How to complete this task :: Pull every line with the word "blob" out of the entries below.

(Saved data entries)
↓↓↓

PR #19652, opened 2022-07-14
Add oeel recipe

giswqs:
Checklist
- [x] Build number is 0.


mgravey:
I want to be listed as maintainer

giswqs:
@conda-forge/help-python The recipe has passed all checks and ready for your review.

giswqs:
@conda-forge/help-python The recipe has passed all checks and is ready for your review. Thanks.

giswqs:
@conda-forge/help-python The recipe has passed all checks and is ready for your review. Thanks.

giswqs:
@conda-forge/help-python It has been more than three weeks since we submitted the recipe. We would greatly appreciate it if you can review it soon. Thanks.

recipes/oeel/meta.yaml
```diff
@@ -0,0 +1,47 @@
...
+requirements:
+  host:
+    - pip
+    - python >=3.7
+  run:
+    - python >=3.7
+    - earthengine-api
+    - pyzmq
+    - git
+    - nodejs >=16
```
BastianZim, line 26: If you require nodejs at run is there nothing that needs to be compiled to JavaScript before?

giswqs:
@BastianZim I moved `nodejs` from `run` to `build`, the recipe failed to build. I think `nodejs` is only needed at run.

giswqs:
I just added `nodejs` back to `run`. The recipe has passed all checks.

BastianZim:
Found why. The recipe downloads something during run: https://github.com/open-geocomputing/OpenEarthEngineLibrary/blob/88da34d586159620f033bc253d7404d0ddd1e877/oeel/__init__.py#L38-L58

This is not really ideal as we prefer to have these kind of dependencies packaged. Is it possible to add them here?

giswqs:
@BastianZim Do you have an example for including npm packages and git repos in a recipe? I am not sure how to do that.

BastianZim:
I don't really know of anything at the top of my head but this is how it should work:

1. Add the git repo as a separate package to conda-forge. 
2. Add a patch here so that the package fails instead of downloading: https://github.com/open-geocomputing/OpenEarthEngineLibrary/blob/88da34d586159620f033bc253d7404d0ddd1e877/oeel/__init__.py#L40
3. Add the npm packages here
4. Patch the package so that it doesn't install from NPM but instead fails if the packages are not available.

I know this is quite a bit of work but that would be the standard process. You can also ask core if they can make an exception but I don't know if that works.

giswqs:
What do you mean by `Add the npm packages here`? We can probably include the files from the git repo directly in the `oeel` PyPI package rather than cloning the repo at runtime. My question is how to include the npm packages in the recipe?

BastianZim:
Ahh sorry, I meant add them as packages to conda-forge and then add them as dependencies in the meta.yaml.

For the git repo, I also meant packaging it for conda-forge and then adding it as a requirement in the meta.yaml.

giswqs:
I understood, but my question is how to add npm packages in a recipe so that it becomes a conda package that can be used dependencies by other recipes? An example recipe that has done similar things would be really helpful to learn from.

BastianZim:
Ahh I see. I'm only in python so I don't know a recipe that you could use but the gitter chat is normally really helpful: https://gitter.im/conda-forge/conda-forge.github.io

mgravey:
https://github.com/conda-forge/staged-recipes/pull/19652#issuecomment-1224444077
This is some js code that can be assimilated to some data, and it's needed to the same point that an other package can download an image (that change each day)

https://github.com/conda-forge/staged-recipes/pull/19652#issuecomment-1224444077
This sound terrible because then users need to install this manually. If the proposed solution maybe makes sense from a conda point of view, it's clearly not from PyPI. And will require to split conda code from PyPI code.

https://github.com/conda-forge/staged-recipes/pull/19652#issuecomment-1224464847
This will require an update of the package each time an oeel file is modified. Generating lot of uploads and useless data transfer. Why to download everything when you can simply update what you already have?

BastianZim:
> This is some js code that can be assimilated to some data, and it's needed to the same point that an other package can download an image (that change each day)

JS code is fine, it just needs to be compiled here and packaged, not downloaded afterwards. Does the code change every day as well? You can either include it in the repo or add it as a dependency, but we prefer not vendoring stuff so adding as a dependency would be the best way.

> This sound terrible because then users need to install this manually. If the proposed solution maybe makes sense from a conda point of view, it's clearly not from PyPI. And will require to split conda code from PyPI code.

I think you're misunderstanding me. The other dependencies will be added to conda-forge and the listed under requirements here. Unlike PyPI, conda allows you to specify dependencies that are not python. 

> This will require an update of the package each time an oeel file is modified. Generating lot of uploads and useless data transfer. Why to download everything when you can simply update what you already have?

Do you mean every time the software is updated, you need to release a new version?

By the way, this is a package for NPM packages: https://github.com/conda-forge/staged-recipes/pull/20181/files

mgravey:
1) You can assume that the JS (not Python) code change on a regular basis (I would say currently once in the week, but expected to happen more often in the future)

2) you propose to properly put rpm dependencies in conda. But then how do we do in PyPI, where it's not possible ?
We will need two python versions one PyPI the other conda, right ?

3)If with pack the JS code in a python package, each time the JS code evolve (regularly, but unrelated to the Python interface that is much much more stable in time) we will need to release the complete package, that everyone download, even if a single character changed in the complete JS code. When the current solution relying on Git will just check and download the difference.

BastianZim:
1. Ideally that means that you create a new release for that. If you really don't want to you'll have to contact core as they are the only ones that can make an exception. 
2. You create an environment variable that dictates if already available packages are used or downloaded. This can then be injected when building.
3. Yes but conda-forge works on the basis of releases and versions. We do not allow packages that are not versioned.

mgravey:
Imagine I make package that allow each day to get the bing image ? I need to upload a new package each day ?

BastianZim:
You are downloading content that is different from changing code. Additionally, we have a bot that does version updates: https://conda-forge.org/docs/maintainer/updating_pkgs.html#how-does-regro-cf-autotick-bot-create-automatic-version-updates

↑↑↑

Your solution ::
Found why. The recipe downloads something during run: https://github.com/open-geocomputing/OpenEarthEngineLibrary/blob/88da34d586159620f033bc253d7404d0ddd1e877/oeel/__init__.py#L38-L58
2. Add a patch here so that the package fails instead of downloading: https://github.com/open-geocomputing/OpenEarthEngineLibrary/blob/88da34d586159620f033bc253d7404d0ddd1e877/oeel/__init__.py#L40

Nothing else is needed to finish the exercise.